Kabar yang menyebut posisi Maruf Amin sebagai calon presiden nomor urut 01 akan diganti ramai diperbincangkan. Maruf Amin diisukan ak...
Kabar yang menyebut posisi Maruf Amin sebagai calon presiden nomor urut 01 akan diganti ramai diperbincangkan.
Maruf Amin diisukan akan digantikan oleh Basuki Tjahaja Purnawa alias Ahok.
Mantan Ketua Mahkamah Konstitusi Mahfud MD akhirnya buka suara, menanggapi permasalahan tersebut.
Mahfud MD kemudian membeberkan alasan Ahok tak mungkin menjadi wakil presiden mendampingi Jokowi apabila terpilih di Pilpres 2019.

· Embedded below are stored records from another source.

PR #3476, opened 2021-11-09
Add Wallet Syncer which Updates on Login

tsmartt:
We don't want to update on home page view, and we want to cover
all wallet providers. Currently we won't sync Bitflyer since I need to 
verify refreshing works properly and this is
mainly addressing Uphold, for the moment. Will need to come back and
turn that on for Bitflyer, though it's not as big of a priority since
at connection, the user is already KYCd.

### DIFF
--- a/app/services/util/wallet/connection_syncer.rb
+++ b/app/services/util/wallet/connection_syncer.rb
@@ -1,0 +1,30 @@
+# The hope is to make this the start of ripping out the
+# oauth connection functions out of the model and into
+# service classes
+class Util::Wallet::ConnectionSyncer
+
+  def self.build
+    new
+  end
+
+  def call(publisher:)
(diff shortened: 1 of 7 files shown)


porteron (approved):

app/services/util/wallet/connection_syncer.rb
```diff
@@ -0,0 +1,29 @@
...
+    new
+  end
+
+  def call(publisher:)
+    selected_wallet = publisher.selected_wallet_provider
+
+    # Could make this dynamic, but the intention is to add typing and make this a union type
+    # for exhaustiveness checking. Spelling it out to reduce magic in the codebase.
+    syncer = case selected_wallet
+    in UpholdConnection
```
porteron, line 15: I like the implementation of the connection syncer.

Hal tersebut disampaikan Mahfud MD saat menjadi narasumber di acara Kompas Petang, pada Sabtu (16/2/2019).
Awalnya Mahfud MD menjelaskan isu yang beredar di masyarakat terkait penggatian Maruf Amin sebagai cawapres Jokowi.
Isu yang pertama menurut Mahfud MD adalah Maruf Amin digantikan Ahok sebelum Pilpres 2019, 17 April mendatang.
Isu kedua Mahfud MD mengatakan Maruf Amin digantikan Ahok setelah Jokowi menang di Pilpres 2019, sehingga ketua MUI itu disebut hanya dijadikan sebagai alat untuk mendulang suara.
"Yang berkembang di masyarakatkan seperti ini, satu Maruf Amin akan diganti sebelum Pilpres diganti dengan Ahok, yang kedua nanti bukan sebelum Pilpres tetapi sudah jadi presiden, sehingga Maruf hanya untuk mendulang suara," jelas Mahfud MD dikutip dari Kompas TV.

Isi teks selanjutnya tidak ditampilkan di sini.